Item 4:  Report of the United Nations High Commissioner for Human Rights and follow-up to the World Conference on Human Rights 

Mr. Chairman,

            In connection with the High Commissioner’s report especially in relation to the effective functioning of human rights machanisms, our organization is concerned about the efficiency of the work of the Office of the High Commissioner for Human Rights and other UN organs and human rights programmes.

            The United Nations is one of the greatest and most remarkable institutions established at the outset of the past century.  It holds the prospect for securing a lasting peace and a united humanity to lead the world to progress and prosperity and to realize those long-held aspirations to systematically and scientifically unveil this planet’s secrets.

            This great institution has suffered during the past few years from what has so adversely affected its effectiveness that its very survival is being slowly but surely questioned.  Perhaps one of the most serious challenges facing this institution is the financial problem that has come in the way of truly fulfilling its mission.  All of this has been due to the unwillingness of some States, especially the United States, to fulfill its membership obligation which it pledged to make to this institution.
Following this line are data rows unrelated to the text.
PR #312, opened 2017-09-07
Fix SIGSEV on non-"f5" valued class annotation

### LINKED ISSUE #311: Using kubernetes.io/ingress.class other than "f5" causes panic (SIGSEGV)
Problem: If the k8s-bigip-ctlr is running, and an Ingress is configured with the "kubernetes.io/ingress.class" annotation, and that annotation has a value other than "f5", the k8s-bigip-ctlr will crash:

    /build/src/github.com/F5Networks/k8s-bigip-ctlr/vendor/k8s.io/client-go/tools/cache/shared_informer.go:547
    /usr/local/go/src/runtime/asm_amd64.s:2086
    panic: runtime error: invalid memory address or nil pointer dereference [recovered]
            panic: runtime error: invalid memory address or nil pointer dereference
    [signal SIGSEGV: segmentation violation code=0x1 addr=0x10 pc=0x4c3372]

            Such a serious problem which is as serious as life or death has surfaced because the grounds for the financial pledge that the founding States committed themselves to have been shaken.  Advancements in societies during the past three or four decades convinced some that the financial pledges they made to the United Nations are no longer fair.

            This serious disturbance can become debilitating like termite decaying the solid foundation upon which this tenacious organization was built.  It can lead to grave consequences that may necessitate the involvement of every person, as well as governmental and non-governmental organizations to find solutions to this critical hardship.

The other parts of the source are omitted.